Kamala Lopez (Yale University BA)
Actress, Director and Political Activist
Kamala Lopez is an award-winning actress, screenwriter, director and producer. Born in New York City to an Indian mother and a Venezuelan father, Lopez lived with her parents in Caracas until age 14 when the family returned to the United States. While still in high school in Brooklyn, she was cast on Sesame Street as Mercedes, Maria’s cousin, a role she portrayed for two seasons before being accepted to Yale where she double majored in Philosophy and Theatre Studies.
Lopez has worked as an actor in over thirty feature films including Born in East L.A., Deep Cover, The Burning Season (winner of 2 Emmys, 3 Golden Globes and the Humanitas Prize), Clear and Present Danger, Lightning Jack, and I Heart Huckabees. She has starred in over sixty television shows including Medium, 24, Alias, and NYPD Blue. She also hosted the PBS series Wired Science.
Lopez formed production company Heroica Films in 1995 with the mission to write, direct and produce media for women, about women and utilizing women both in front and behind the
camera. Since then Lopez and Heroica Films have produced, directed and written many short films, several features, film festivals, podcasts and virtual internet media campaigns.
Her feature directorial debut, A Single Woman, about the life of first Congresswoman Jeannette Rankin, won the 2009 Exceptional Merit in Media Award from the National Women’s
Political Caucus and screened by invitation in the United States Congress, at the Smithsonian Institution, the United Nationsand National Arts Club as well as universities across the country. In 2012 her short Spanish-language film Ese Beso won the Audience Award at the Boyle Heights Latina Film Festival.Her romantic comedy feature film (writer/actress/producer) Legal Affairs goes into production the summer of 2013.
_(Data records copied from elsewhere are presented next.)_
PR #10170, opened 2017-07-28
Stock in items list

ghost:
Hi,

This PR contains
- stock status in item list (in stock or not in stock)
- change the order by to display "in stock" items first, it is still possible to overload by using weightage in item master
- 4 items in each row, instead of 3, better UX for me

Thanks

item-list-stock

### DIFF
--- a/erpnext/setup/doctype/item_group/item_group.py
+++ b/erpnext/setup/doctype/item_group/item_group.py
@@ -60,7 +60,7 @@ class ItemGroup(NestedSet, WebsiteGenerator):
 
 	def get_context(self, context):
 		context.show_search=True
-		context.page_length = 6
+		context.page_length = 8
 		context.search_link = '/product_search'
 
 		start = int(frappe.form_dict.start or 0)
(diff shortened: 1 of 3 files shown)


mbauskar:
@britlog,

Thanks for contributing, can you also add the test user cases for the same, closing this PR for now, but you can reopen it.

britlog:
@mbauskar Hi, could you please explain ? Or give me one exemple. Thanks

britlog:
@mbauskar @rmehta What means "test user cases for the same" ? Please explain, I have planned to work on this point tonight. Thanks

rmehta:
@britlog A test case is a script that will test that the modifications you made actually work.

Here is what I would do:

1. add a file `test_product_search.py` (maybe in `erpnext/tests`)
2. write a test case which calls the method with some parameters and asserts that the requested data was returned.

Read this up for a primer:

https://frappe.io/docs/user/en/guides/automated-testing/unit-testing

Automated testing guarantees (upto a point) that your patches actually work and also if someone changes the behaviour in the future, they will also call that out.

Feel free to post any queries on the forum regarding this.

Thanks!

PR #10194, opened 2017-07-31
[ui-test] modified test_item to include child table assertions

codingCoffee:
- modified production_order to include child table assertions
- tested the entire production process


mbauskar:
@codingCoffee,

please check and fix the Travis issues

Issue #10657, opened 2017-09-03
Made to Order in Shopping Cart


raghuzor:
I am trying to set up shopping cart. I manufacture 'made to order' Items. I have unchecked “maintain stock” in the items, I also set the website warehouse blank and with that I was hoping the Shopping cart would allow ordering but I see that it still displays “Not it stock”.

rmehta:
For non stock items, stock should not be seen

mghoneem10:
what about this issue coz i`m also trying to implement the same module 'made to order'  will it be included in v10 or check for another scenario  ?

PR #12294, opened 2018-01-02
fix for the non stock items for the shopping cart

manassolanki:
If there is some non-stock item, always show in stock for that.

Fixes https://github.com/frappe/erpnext/issues/10657


MichaelPinkowski:
This says that the issue was Fixed and Merged 10 days ago (~ Jan 3rd).  Does that mean that it was fixed in Ver 10 only and not in Ver 9.x?

nabinhait:
@MichaelPinkowski Yes, it has been fixed in v10 only. It is very difficult to push all fixes in the earlier versions with such small teams. Though if community sent any PR to the earlier versions for any bug fix, we generally merge them :)

Issue #12273, opened 2017-12-31
Cashier shift closing


mhbu50:
1.    A cashier can close his shift, so he will get the amount of cash that should be available in a drawer, and he can insert amount of cash that is actually available in the drawer.
2.    Print cash reconciliation report with shift duration in hours, shift starting date time, shift ending date and time, store name and username of the cashier, cashier name, and total sales.

ashish-greycube:
https://github.com/frappe/erpnext/pull/12334

bghayad:
Hello @mhbu50
There is not any progress about this issue?
Regards
Bilal

mansonkibe:
There is not any progress about this issue?

PR #12334, opened 2018-01-04
POS Cashier Shift Closing Logic against issue 12273

ashish-greycube:
Related #12273 

**pos_shift_detail** : You can define shift for cashiers example Day_9_18 with start time 9 and end time 6 PM
image

**pos_cashier_closing** :
 

1. Cashier can start his day by entering the amount he has in opening cash. He also needs to select user/start date/shift and opening cash
2. Cashier can close his day by entering the amount he has in closing cash. When he presses reconciliation button or save button. He is updated with POS system cash and Reconciliation Difference if any.
3. Cashier has the ability to open POS cashier closing doctype from POS itself with two menu options
image
image

**pos_sales_reconciliation report** :It is provided so that cashier can see all sales invoice generated by him for particular date and shift
image


olamide2:
Good idea ..but what of other payment methods like Credit cards ? I think the cashier shift closing should account for this too

bghayad:
Very important feature and really I dont know how POS is used now without having shift start and shift close.

Fredoluka:
The Reconcilliation should include all mode of payments and if there is  difference it should be made possible to channel it to the cashier pending investigation

nabinhait:
- "POS Shift Detail" doctype should be renamed to a generic name "Shift Work". It can be used for production / salary processing as well in the future
- "POS Cashier Closing" doctype should be renamed to "POS Session"
- Add tests
- Add documentation

Closing this for now, please reopen after fixing.

PR #12349, opened 2018-01-05
Chaining of sales and payment transactions

chdecultot:
EDIT: Sorry had to close and reopen after an error with git. Previously #11908

Hi,

This PR is linked to frappe/frappe#4595.

The goal of this implementation is to allow the creation of a chained log for sales invoices and payment entries if the option is switched on in site_config.json

If switched on, each submission of sales invoice or payment entry will be recorded in a specific log, where entries are chained together to be able to determine if an entry has been deleted fraudulently from the system at some point.


tundebabzy:
@chdecultot 
> where entries are chained together to be able to determine if an entry has been deleted *fraudulently* from the system at some point.

Do you mean deleted fraudulently or when an entry is deleted?

tundebabzy (approved):
Looks good thus far. Still waiting for Travis though

chdecultot:
Hi @tundebabzy,

Thanks for your review!
Actually, to answer your question, the purpose is to detect both. 
In France we are not allowed to delete sales transaction: If they are kept in the "Deleted Documents" folder it's fine but they should never disappear from the system.
Therefore if an entry is completely deleted from the DB by any mean it can be considered as a fraudulent deletion.
Hope it clarifies.

tundebabzy:
I forgot to add.... Transaction Log does not catch invoices from offline POS. Is that ok will regulators?

chdecultot:
Hi @tundebabzy ,

Very good question indeed. Of course that's not OK with regulator.

I am figuring out a way to completely remove the Offline POS option for french users. That would solve our problem, because I don't see any way to make it compliant as of now... (Local Storage cannot be trusted).

PR #12358, opened 2018-01-06
Added Payment Details to Sales Payment Summary Report

PawanMeh:
sales_payment_summary


erpnext/accounts/report/sales_payment_summary/sales_payment_summary.js
```diff
@@ -35,6 +35,11 @@ frappe.query_reports["Sales Payment Summary"] = {
 			"fieldname":"is_pos",
 			"label": __("POS?"),
 			"fieldtype": "Check"
-		}
+		},
+		{
+			"fieldname":"payment_detail",
+			"label": __("Payment Detail?"),
```
nabinhait: We generally avoid this type of label with question mark. Change it to "Show Payment Details"? Same in case of "POS?", it can be "Show only POS"

nabinhait (changes requested):

PawanMeh:
As requested, label changes have been made

Issue #4779, opened 2016-02-09
Delivery Note to be treated as GR and direct finance posting for delivery note itself


mkumar9699:
It's transport company and please find below the requirement and suggest.

They received goods through GR (Goods Receipt/Bilty form) from Consignor and send to Consignee.
No Stock updation, because it is a service industry
There are Three types of GR (Paid / To Pay / To Be Billed)
In the case of Paid and To Pay GR- They want to post financial entries to directly
But in the case of To Be Billed, they want to raise invoice for the collection of GR for a customer
No Rate requred for Item because it is a service item
One GR contains multiple Charges to be collected (.i.e Item 1 - 500 boxes Freight Charegs,Barrier charges,Door Delivery Charges Door Pickup Charges, GR Charges, Loading Charges, Unloading Charges to be collected from Consignor)
Please tell me how can I change Sales Tax template amount at the time time of generation of Invoice/delivery note. All Charges collected for a GR as an Income to be post in finance directly for Paid/To Pay customer Please suggest what to do. It should be fit in delivery note after slight modification

rmehta:
This is very complicated. Can you explain your use case with mockups?

jwrober:
Could workflow be used to aid this process?

PR #12370, opened 2018-01-08
[Fix] Delete root node for account

Zlash65:
[#4779](https://github.com/frappe/frappe/pull/4779)


jasonbrowne:
This would be a great feature the ability to delete root accounts.
Just ran an update this morning but was not able to get the command to work.
frappe@ERPNext-Demo2 frappe-bench] > bench delete root node allow 
Usage: bench [OPTIONS] COMMAND [ARGS]...

Error: No such command "delete".

jasonbrowne:
The delete button in the gui does not work for root accounts.
root-del

PR #12395, opened 2018-01-09
Set due date in purchase invoice based on suppler invoice date

rohitwaghchaure:


erpnext/controllers/accounts_controller.py
```diff
@@ -646,7 +646,7 @@ def group_similar_items(self):
 			self.remove(item)
 
 	def set_payment_schedule(self):
-		posting_date = self.get("posting_date") or self.get("transaction_date")
+		posting_date = self.get("biil_date") or self.get("posting_date") or self.get("transaction_date")
```
tundebabzy: Typo. bill_date not biil_date

erpnext/controllers/accounts_controller.py
```diff
@@ -646,7 +646,7 @@ def group_similar_items(self):
...
 		date = self.get("due_date")
 		due_date = date or posting_date
```
tundebabzy: `bill_date` is overwritten here except `due_date` is not set.

tundebabzy (changes requested):

tundebabzy:
PR doesn't work correctly:
peek 2018-01-09 13-59

erpnext/controllers/accounts_controller.py
rohitwaghchaure: Fixed

cosimot:
Hello! Any news on this?

Issue #12397, opened 2018-01-09
[non-profit]Donor Image and List view shows email addresses (user ids) instead of names


kennethsequeira:
![screen shot 2018-01-09 at 5 40 36 pm](https://user-images.githubusercontent.com/33246109/34720370-76910064-f564-11e7-960d-f6e2ab91d010.png)
![screen shot 2018-01-09 at 5 41 49 pm](https://user-images.githubusercontent.com/33246109/34720373-76bb6ce6-f564-11e7-8518-0747e7cc2844.png)

PR #12442, opened 2018-01-11
[non profit][minor] Allow name to be listed in image view

vishdha:
https://github.com/frappe/erpnext/issues/12397


tundebabzy:
Screenshots?

Issue #12280, opened 2018-01-01
Shopping Cart - Payment Terms error


umairsy:
When clicking on Add to Cart, it shows error related to Payment Term

![0eb2220f3f777fc16b9c8c1e2a3b02174df3197e_1_690x371](https://user-images.githubusercontent.com/910238/34467333-728a046c-ef14-11e7-8cd0-514b92c6739e.png)

https://discuss.erpnext.com/t/erpnext-v10-shopping-cart-issue/32207

lasalesi:
I confirm this bugs reproduces on several systems and seems to be caused by a hardcoded payment terms entry in _erpnext\shopping_cart\cart.py_

    "payment_terms_template": "_Test Payment Term Template",

Affects v10.0.5

lasalesi:
Quickfix: add a "Payment Terms Template" with name "_Test Payment Term Template" 😄

PR #12443, opened 2018-01-11
[fix] Issue Add to cart error

vishdha:
https://github.com/frappe/erpnext/issues/12280


tundebabzy (changes requested):
Please pull into hotfix

PR #12445, opened 2018-01-11
[Fix] Dropdown for Item Variant Settings does not show 'has_serial_no' field

Zlash65:
fix-has-serial-no
has_serial_no field wasn't visible before


tundebabzy (changes requested):
Looks good. You still have to write a patch to add `has_serial_no` in Item Variant Settings

saurabh6790:
@Zlash65 Please rebase and push again!

nabinhait:
@Zlash65 What was the actual issue?

This is designed in such a way, the field "has_serial_no" can only be set once. It is to avoid the changing value of has_serial_no after making some transactions against the same item. So, even if you change it in template, it will give a validation while setting in variants.
And other thing is, how you change "has_serial_no" field's value in the template? Because, as template item is non-stock item, the section in which has_serial_no field is there, is not visible.

somicoito:
@nabinhait the issue is that actually if I have an item master with "has serial No" set I can't make multiple Item Variants as per new feature.
Also a big problem is that when you make a variant you have one chance only to mark "has serial no" before saving, if you forget you must restart everything... not very good for data entry users.
If we are able to add this field in Item Variant Settings we shall solve these 2 problems.

somicoito:
@nabinhait now in item template "Has Serial No" is visible, so this should not be a problem

tundebabzy:
has_serial_no is no longer set_only_once as per #12614. I think this is ready to merge. @nabinhait  what do you think?
@Zlash65 conflicts

rohitwaghchaure:
This PR will update enabled, disabled variants has_serial_no even if stock entry exists. To fix this issue have disabled property set only once for has serial no field and field editable if there is no stock entries.
Fixed 
https://github.com/frappe/erpnext/pull/12614

cosimot:
@Zlash65  is this going to be merged?

PR #12462, opened 2018-01-12
PDC Enhancements

rohitwaghchaure:
- **Added PDC Details in accounts receivable report**
screen shot 2018-01-12 at 4 51 52 pm

- Added Customer PO No and PO Date in Sales Invoice

- Append multiple Customer PO No if one delivery note made from multiple sales order


Mishaal1021:
Can we add one column for Amount Remaining after PDC value? 

Also, does the report provide aging summary on the top? Can we see Print Version of this to ensure everything fits in the portrait version.

rohitwaghchaure:
@Mishaal1021 
Can we add one column for Amount Remaining after PDC value?
Do you meant outstanding amount - PDC/LC Amount, please correct me if I'm wrong

Also, does the report provide aging summary on the top? 
Can you please elaborate more, currently there is graph in the report

Can we see Print Version of this to ensure everything fits in the portrait version.
screen shot 2018-01-14 at 8 53 37 pm

Mishaal1021:
Dear Rohit,

1) Its balance remaining after the PDC amount. Please see attached excel version we use

2) Please see attached sample - this is paid customization report which we had done - the code is shared with you on GitHub already

3) It would be really good if we can limit the columns per the attachments, and keep this report as clean as possible. i.e. Ref column should only include voucher #, Party is only in report header - as its 1 report per customer, Paid Amt & Credit Note not required. Also, ideally it should be 1 row, since sometimes these can be 3 pages long with single rows. We don't want customers being distracted by too much info when asking them for money : )

4) Will the report include PDCs in draft. The way our customization was drafted was if posting date is less than cheque date, it would include it as PDC - regardless of status being draft or submitted. This is because we generally enter PDC in system when cheque is received, and then its submitted when sent to the bank - a lot of times customers will ask us to put cheque on hold. 
[Radiant - SOA Jan 6, 2018.pdf](https://github.com/frappe/erpnext/files/1631094/Radiant.-.SOA.Jan.6.2018.pdf)
[Radiant SOA upto 31-Dec-2017.pdf](https://github.com/frappe/erpnext/files/1631098/Radiant.SOA.upto.31-Dec-2017.pdf)

rohitwaghchaure:
@Mishaal1021 
Added remaining balance in the report
screen shot 2018-01-16 at 3 00 57 pm

Added summary in the print
screen shot 2018-01-16 at 3 02 52 pm


Regarding removing of few columns to show report clean, I am discussing with the team and soon we'll fix this

Mishaal1021:
Just a suggestion if we can give users options to select the columns to be printed, that would work equally well.

Mishaal1021:
Hi Rohit,

Any update on this?

rohitwaghchaure:
@Mishaal1021 

This PR is under review, we'll release after completion of review.

rohitwaghchaure:
**Added filter Show PDC in Print**
screen shot 2018-02-01 at 11 30 07 am

**With PDC**
screen shot 2018-02-01 at 11 30 38 am

**Without PDC**
screen shot 2018-02-01 at 11 30 24 am

Mishaal1021:
Rohit,

This looks great. Again, only issue is that each row takes space for 3 items. If we can remove the remarks columns, and remove "Sales Invoice" in the Ref column, it would be really appreciated. As mentioned, most companies may have more than 30 open invoices at a time which would result to a 3 page SOA with the current format. 

Looking forward to your positive response. 

Regards,

Mishal

Issue #12148, opened 2017-12-23
[Paid Development][Feature Request] BOM Stock Report for Exploded BOM


djpalshikar:
We regularly use BOM Stock Report. It is very useful. Would like to have a check BOX which shows the stock report of the exploded BOM. I am willing to sponsor it.

asharamseervi:
@djpalshikar Kindly write your expectation in detail, so anyone will easily pick and contribute, might you get it without payments. So, Kindly write complete expectation, what & how will happen, and how it will be useful for others. Thanks.

djpalshikar:
As such it is pretty straightforward. The following screenshot should help, let me know if there is a specific doubt:
![bom_stock_report_text](https://user-images.githubusercontent.com/23133635/34319117-91d1bce6-e7ff-11e7-8396-8ac7b5db264b.png)

PR #12475, opened 2018-01-14
Exploded view for BOM Stock Report

gaurav-naik:
Added a simple checkbox to show exploded view for BOM Stock Report

Issue for reference: https://github.com/frappe/erpnext/issues/12148

exploded_bom_stock_report


erpnext/manufacturing/report/bom_stock_report/bom_stock_report.py
```diff
@@ -6,52 +6,74 @@
...
+				bom_item.parent = '%s' and bom_item.parenttype='BOM'
+
+			GROUP BY bom_item.item_code""" % (conditions, bom))
+
+
+def get_exploded_bom_stock(filters):
+	root_bom_name = filters.get("bom")
+	root_bom = frappe.get_doc("BOM", root_bom_name)
+
+	bom_tree_list = root_bom.traverse_tree()
```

Lopez is Founder and Executive Director of The ERA Education Project, a new national media campaign to educate the public about the need to ratify the Equal Rights Amendment. She is the Founding Director of the Los Angeles Bureau of GlobalGirl Media, which nurtures the voices and self-expression of young girls internationally. Lopez sits on the Boards of Girls & Gangs and The Women’s International Film and Television Showcase. She served on the Board of Young Artists United and has worked with Los Angeles Mayor Antonio Villaraigosa’s Office in his Parnership for L.A. Schools in South Central Los Angeles as well as working with H.E.A.R.T., the L.A. Unified School District’s Gang and Crime Prevention Unit.
In 2009 she was given a retrospective at the Museum of Latin American Art for her work in film and television. She is a blogger for the Huffington Post and an Aspen Institute Scholar. Lopez is a 2011 Woman of Courage award-winner (from NWPC) and was named one of the 21 Leaders for the 21st Century by Women’s eNews in 2012.